# JBl Co2 Kits



## Dolly Sprint 16v (10 Feb 2009)

Gang@ukaps

surfing on the net trying to find a cheap / reasonable price for an JBL Co2 kit, found one @ Fishbitz, sent an email to see if they had any in stock: their reply was:

Quote:
Not at the moment, we are deciding if to keep advertising these as there are some issues with them

My reply:
Thx for the reply I assume the problems are with the regulator ? please advise

Their reply:
I don't know to be honest, i think it is more indepth than that but i don't know exactly why. I wish you luck with finding one


Has anybody heard of issues.

Regards

Paul


----------



## Themuleous (10 Feb 2009)

I cant say Ive heard of these issues specifically, but I used a JBL reg years ago when I first started, and I have to say it was the trickiest reg I've ever used.  The needle value is a pain to turn and I found it 'shifted' over time changing the bubble rate, which is the worst thing that can happen for CO2 as the levels are then unstable.  If it we were I'd get a D&D or aquamedic reg or one of the numerous regs there are on ebay then get a cylinder (a 2kg fire extinguisher is ideal), CO2 tubing and diffuser and put a kit together myself.  Something I've done several times now.  You'll probably find you save quite a bit of money.

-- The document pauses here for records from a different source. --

PR #3678, opened 2016-07-28
Fix BrowserStack config

taion:
After https://github.com/ReactTraining/history/commit/b7152a4c6da99a150dd3e2b9011c85fb2d18e6bd.

### DIFF
--- a/karma.conf.js
+++ b/karma.conf.js
@@ -1,5 +1,6 @@
-const webpack = require('webpack')
 const path = require('path')
+const webpack = require('webpack')
+const projectName = require('./package').name
 
 module.exports = config => {
   if (process.env.RELEASE)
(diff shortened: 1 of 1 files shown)


taion:
Bleh, I might just disable BrowserStack for now until @mjackson can tell me how to do this correctly 😄 

We're not directly accessing browser APIs anyway except via history, so it's sort of "good enough" that we have coverage via history.

taion:
Huh, Coveralls decided that it should do something now. Weird.

timdorr:
That's because you're running the tests locally, so it can collect the stats coveralls uses now.

[We've got one brower API use now](https://github.com/reactjs/react-router/blob/8707d05b00273590e4d054771b8ae7ae9ad312e3/modules/createRouterHistory.js#L3-L5), but not significant enough to test this across a handful of browsers and have to maintain the versions of those browsers used in the suite. I'd say nuke them and rely on the basic browser versions on Travis.

taion:
Gah it's busted on history too: https://travis-ci.org/ReactTraining/history/builds/144879254

The last commit sets us up to run on Firefox and Chrome on Travis. Seems okay.

Congrats BTW (:

mjackson:
I've emailed BrowserStack to see if we can figure out what's going on. I'd rather keep the tests running on BrowserStack, but it has been pretty flaky lately...

mjackson:
BrowserStack has renewed my subscription. They sponsor us, and the sponsorship had expired. I'm going to follow up w them so this hopefully doesn't happen again in a few years.

taion:
Cool... I also got the Codecov status thing fixed. Their patch status is a neat surface-level check to filter out new code that doesn't have adequate test coverage. Might turn off Coveralls entirely.

Gonna merge since this is just a tooling chore to align with history.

Both these regs and in my opinion easier to use then JBL.

Sam


----------



## Dolly Sprint 16v (10 Feb 2009)

Sam

I have two systems:
1 x Dennerle currently in use
1 x JBL pending use.

I prefer the JBL regulator + shut off valve to the dennele regulator + shut off valve, it neater, looks better, more compact and overall looks a better product as for performace TBA.

Has anybody bought Co2 regs from Japan as there are several on ebay.

Regards

paul


----------



## Themuleous (10 Feb 2009)

Check this out 

viewtopic.php?f=37&t=3090

I've not used the Dennerle ones but they dont look all that great from the photos.  JBL might be neat and tidy, but I found it a pain to use accurately.  They are also expensive. 

Sam


----------



## vauxhallmark (11 Feb 2009)

I got a JBL Pro Flora U402 (who names these things?) four or five months ago and I'm really happy with it - solid build, never had to adjust it, and the attention to detail is fantastic - kit includes plenty of tubing, drop checker, reactor, all their fertilisers, bubble counter, and just little things like a syringe to fill the bubble counter. Solenoid is 12W, so minimal electricity use - doesn't get hot or hum. There is a link in Themuleous's post to lots of other systems, all well worth having a look at. They should be cheaper, which is always good.

To summarise, look at all the options, and decide what you want to buy. My experience with JBL has been great, so if you can't find out what these 'problems' are, don't be put off them if that is the route you choose - not saying you should use JLB, just that I've been very happy with mine.

Good luck!

Mark


----------



## Themuleous (11 Feb 2009)

Thanks for posting Mark, always good to get the other view on things 

Sam


----------



## Acrantophis (11 Feb 2009)

JBL Customers rest easy there is no issue. http://www.jbl.de/factmanager/index.php?lang=en

The product FishBitz are advertising at discounted prices (but out of stock) are the old profi sets. These have been updated, hence the U401, M603, and M1003. Fishbitz stock Dennerle, I suspect that they are advertising the JBL products in an attempt to boost trade, knowing they can not supply but if googled they appear in the top 3, smart but sly.


----------



## Themuleous (11 Feb 2009)

Acrantophis said:
			
		

> JBL Customers rest easy there is no issue. http://www.jbl.de/factmanager/index.php?lang=en



I dont follow?  Whats been updated?

Sam


----------



## Acrantophis (11 Feb 2009)

Themuleous said:
			
		

> Acrantophis said:
> 
> 
> 
> ...



Sam, in a word nothing other then the box  and the name of the equipment  

Original varients
JBL Proflora CO2 set Profi 1
JBL Proflora CO2 set Profi 2
JBL Proflora CO2 set Profi 3

New versions as previously advised 
U401
M603
M1003.

Or at least that is how I see it.


----------



## Themuleous (11 Feb 2009)

OH RIGHT I SEE!  

Sam


----------